Coblentz e Dobras gestiscono aziende insieme da 30 anni. Dobras è stata CEO di Credo Beauty, rivenditore di bellezza pulita, ha trascorso un decennio a Gap, poi è passata al rivenditore di abbigliamento Charlotte Russe. Anche Coblentz ha lavorato a Charlotte Russe prima di lanciare il suo marchio di maglieria di lusso, che alla fine è uscito. Dopo anni ai vertici esecutivi, si sono rese conto che 'non c'erano molte donne lì.' Si sente un gasp collettivo.

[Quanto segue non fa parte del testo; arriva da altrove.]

PR #111, opened 2026-04-16
Added tests for $ifNull

vic-tsang:
This PR contains 
- tests for $ifNull 

Ref: Issue #17


documentdb_tests/compatibility/tests/core/operator/expressions/conditional/ifNull/test_ifNull_system_variables.py
```diff
@@ -0,0 +1,50 @@
+"""
+Tests for $ifNull with system variables.
```
fanyangv: The docstring says "Tests for $ifNull with system variables" and the file is named test_ifNull_system_variables.py, but the let_variable_non_null and let_variable_null test cases (lines 28–39) use $let with $$x, which is a user-defined variable, not a system variable. System variables are built-ins like $$CURRENT, $$ROOT. Consider renaming the file to test_ifNull_variables.py and updating the docstring to "Tests for $ifNull with system and user-defined variables" to accurately reflect the scope.

documentdb_tests/compatibility/tests/core/operator/expressions/conditional/ifNull/test_ifNull_evaluation_order.py
```diff
@@ -0,0 +1,69 @@
...
+from documentdb_tests.compatibility.tests.core.operator.expressions.utils.expression_test_case import (  # noqa: E501
+    ExpressionTestCase,
+)
+from documentdb_tests.compatibility.tests.core.operator.expressions.utils.utils import (  # noqa: E501
+    assert_expression_result,
+    execute_expression_with_insert,
+)
+from documentdb_tests.framework.error_codes import BAD_VALUE_ERROR
+
+SHORT_CIRCUIT_TESTS: list[ExpressionTestCase] = [
```
fanyangv: The group name SHORT_CIRCUIT_TESTS and the test ID short_circuit_divide_by_zero (line 20) are misleading. The first test expects error_code=BAD_VALUE_ERROR even though $a=1 is non-null — this proves $ifNull does not short-circuit; it eagerly evaluates all inputs. The msg on line 24 correctly says "evaluates all inputs", but the group/ID names imply the opposite. Consider renaming to something like EAGER_EVALUATION_TESTS / eager_eval_divide_by_zero so the names match the actual behavior being demonstrated.

documentdb_tests/compatibility/tests/core/operator/expressions/conditional/ifNull/test_ifNull_expressions.py
```diff
@@ -0,0 +1,98 @@
...
+
+DOTTED_PATH_TESTS: list[ExpressionTestCase] = [
+    ExpressionTestCase(
+        "dotted_path_resolves_to_array",
+        expression={"$ifNull": ["$a.b.c", "default"]},
+        doc={"a": [{"b": {"c": "1"}}, {"b": {"c": "2"}}]},
+        expected=["1", "2"],
+        msg="$ifNull with dotted path into array of objects should resolve to array of values",
+    ),
+    ExpressionTestCase(
```
fanyangv, line 77: The msg for dotted_path_array_with_missing_subfield seems like an unfinished sentence: "Dotted path into array with missing subfield returns". It should explain why the expected value is [] and not "default" — when a dotted path traverses into an array and the terminal field (d) is missing from all subdocuments, MongoDB returns [], and since [] is not null/missing, $ifNull returns it as-is. Suggested: "Dotted path into array with missing subfield returns empty array (not null), so $ifNull returns [] rather than default".

fanyangv (changes requested):

documentdb_tests/compatibility/tests/core/operator/expressions/conditional/ifNull/test_ifNull_system_variables.py
vic-tsang: renamed file and fixed doc string

documentdb_tests/compatibility/tests/core/operator/expressions/conditional/ifNull/test_ifNull_evaluation_order.py
vic-tsang: addressed inaccurate documentation

documentdb_tests/compatibility/tests/core/operator/expressions/conditional/ifNull/test_ifNull_expressions.py
vic-tsang: fixed

fanyangv (approved):

eerxuan (approved):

Coblentz ha ammesso che 15 anni fa non avrebbe previsto di entrare nel venture capital. Ma dopo le loro carriere aziendali, hanno iniziato a fare angel investing, sapendo che 'chi scrive l'assegno e chi possiede l'azienda conta parecchio.' Hanno lavorato insieme per la prima volta a Charlotte Russe quasi 17 anni fa e hanno pensato, perché non riprovarci? Il risultato è stato Capital F, chiamato così per le loro parole preferite con la F: 'futuro, fondo, fantastico e, sai, riempi lo spazio vuoto.'

Per raccogliere il fondo, hanno organizzato eventi salon in tutto il paese per i 'curiosi di VC', e ha funzionato: quasi l'80% dei LP del fondo sono donne, tra cui Jenny Ming (CEO di Rothys ed ex capo di Old Navy), Marta Benson (ex CEO di Pottery Barn) e Linnesa Roberts (di Gingerbread Capital). Dobras ha notato: 'Ci siamo rese conto che molte volte le donne non sono invitate nelle stanze per investire nei fondi.' Scioccante, davvero.

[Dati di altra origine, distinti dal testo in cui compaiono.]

PR #114, opened 2026-04-16
Replace lambda id extractors with pytest_params in parametrized tests

danielfrankcom:
This change replaces all `ids=lambda t: t.id` patterns in `@pytest.mark.parametrize` decorators with calls to `pytest_params()`, which also passes through per-case marks.

Added a check to `test_format_validator` that rejects `ids=lambda` in parametrize decorators, which should help prevent this going forward.


documentdb_tests/framework/test_format_validator.py
```diff
@@ -17,7 +17,7 @@ def validate_test_format(file_path: str) -> list[str]:
     errors: list[str] = []
 
     try:
-        with open(file_path, "r") as f:
+        with open(file_path) as f:
```
danielfrankcom, line 20: Drive-by change here, `"r"` is the default mode already, flagged by the linter.

vic-tsang (approved):

eerxuan (approved):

Capital F non supporta un fondatore finché non ha parlato con almeno due dei loro LP. Dobras ha detto che quelle relazioni spesso si evolvono in ruoli di consulenza, seggi nel consiglio, investimenti aggiuntivi e, soprattutto, 'un sacco di presentazioni di vendita.' Il viaggio di raccolta fondi ha avuto alti e bassi - erano pur sempre nuovi gestori di fondi. Ma Dobras ha detto: 'Davvero, le persone che ci hanno sostenuto e scritto quegli assegni sono uscite da quei salon.' Stanno persino pensando di scrivere un libro a riguardo.

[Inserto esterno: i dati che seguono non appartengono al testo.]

PR #120, opened 2026-04-16
Add $rand expression tests

danielfrankcom:
This change adds tests for the `$rand` expression operator. These tests were originally written by [@mitchell-elholm](https://github.com/mitchell-elholm).

**Test files added:**
- Argument handling tests for empty array/object syntax, invalid argument types (all BSON types, field references, `$missing`), and non-empty array/object error codes
- Return value tests for type (double), range [0, 1), and per-invocation independence
- Combination tests covering arithmetic operators (`$multiply`, `$add`, `$subtract`, `$pow`, `$mod`, `$divide`), conditional operators (`$cond`), type conversions (`$toString`, `$concat`), `$let` variable binding and reuse, `$switch`, `$filter`, object expressions, and deep nesting
- Pipeline stage integration tests for `$project`, `$group`, and `$match` covering per-document independence, statistical distribution, uniform distribution, range validation, null field handling, and empty collection behavior — placed at operator level to match repo conventions

Ref: #17


documentdb_tests/compatibility/tests/core/operator/expressions/misc/rand/test_rand_return_value.py
```diff
@@ -0,0 +1,34 @@
...
+    execute_expression,
+)
+
+
+def test_rand_basic(collection):
+    """Test {$rand: {}} is >= 0.0 and < 1.0."""
+    result = execute_expression(collection, {"$rand": {}})
+    assert_expression_result(
+        result, expected=pytest.approx(0.5, abs=0.5), msg="Should return value in [0, 1)"
+    )
```
manojnks: │ `pytest.approx(0.5, abs=0.5)` accepts values in `[0.0, 1.0]` (inclusive upper bound), but `$rand` specifies `[0, 1)`. A value of exactly `1.0` would pass this assertion but would be a bug. The argument handling file already does this correctly with server-side `$gte`/`$lt` —  
  consider using the same approach here for consistency:                                                                                                                                                                                                                                 
  │                                                                                                                                                                                                                                                                                      
                                                                                                                                                                                                                                                                                         
  > result = execute_expression(                                                                                                                                                                                                                                                         
  >     collection,                                                                                                                                                                                                                                                                      
  >     {                                                                                                                                                                                                                                                                                
  >         "$let": {                                                                                                                                                                                                                                                                    
  >             "vars": {"r": {"$rand": {}}},                                                                                                                                                                                                                                            
  >             "in": {"$and": [{"$gte": ["$$r", 0.0]}, {"$lt": ["$$r", 1.0]}]},                                                                                                                                                                                                         
  >         }                                                                                                                                                                                                                                                                            
  >     },                                                                                                                                                                                                                                                                               
  > )                                                                                                                                                                                                                                                                                    
  > assert_expression_result(result, expected=True)                                                                                                                                                                                                                                      
  >

documentdb_tests/compatibility/tests/core/operator/expressions/test_expressions_combination_rand.py
```diff
@@ -0,0 +1,288 @@
...
+            "$let": {
+                "vars": {"r": {"$mod": [{"$rand": {}}, 1]}},
+                "in": {"$and": [{"$gte": ["$$r", DOUBLE_ZERO]}, {"$lt": ["$$r", 1.0]}]},
+            }
+        },
+    )
+    assert_expression_result(result, expected=True, msg="Should produce value in [0, 1)")
+
+
+def test_rand_divide_one_by_rand(collection):
```
manojnks: If `$rand` returns exactly `0.0`, this is a division by zero.

danielfrankcom: Not sure if you saw it, but there is a `test_rand_two_calls_differ` test which has the same likelihood of causing a collision between 2 values as this does of generating `0.0`.

I think it's probably more valuable to keep `test_rand_two_calls_differ` despite this since it tests something important. For the divide test here we can just write it differently, there's no need to have it do exactly this operation.

manojnks (approved):

eerxuan (approved):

La società ha già emesso assegni a 13 aziende, scrivendo tra $250.000 e $1 milione ciascuna. Le aziende in portafoglio includono la startup di telemedicina Hey Jane, la piattaforma di monitoraggio del ciclo Stardust e Big Sur AI, che Google ha acquisito l'anno scorso. Quell'uscita è stata una bella vittoria iniziale: 'È stata una lettera divertente da scrivere ai LP perché non avevamo ancora chiuso il fondo e avevamo già avuto un'uscita,' ha detto Dobras. Prevedono di completare l'implementazione del fondo entro la fine del 2027.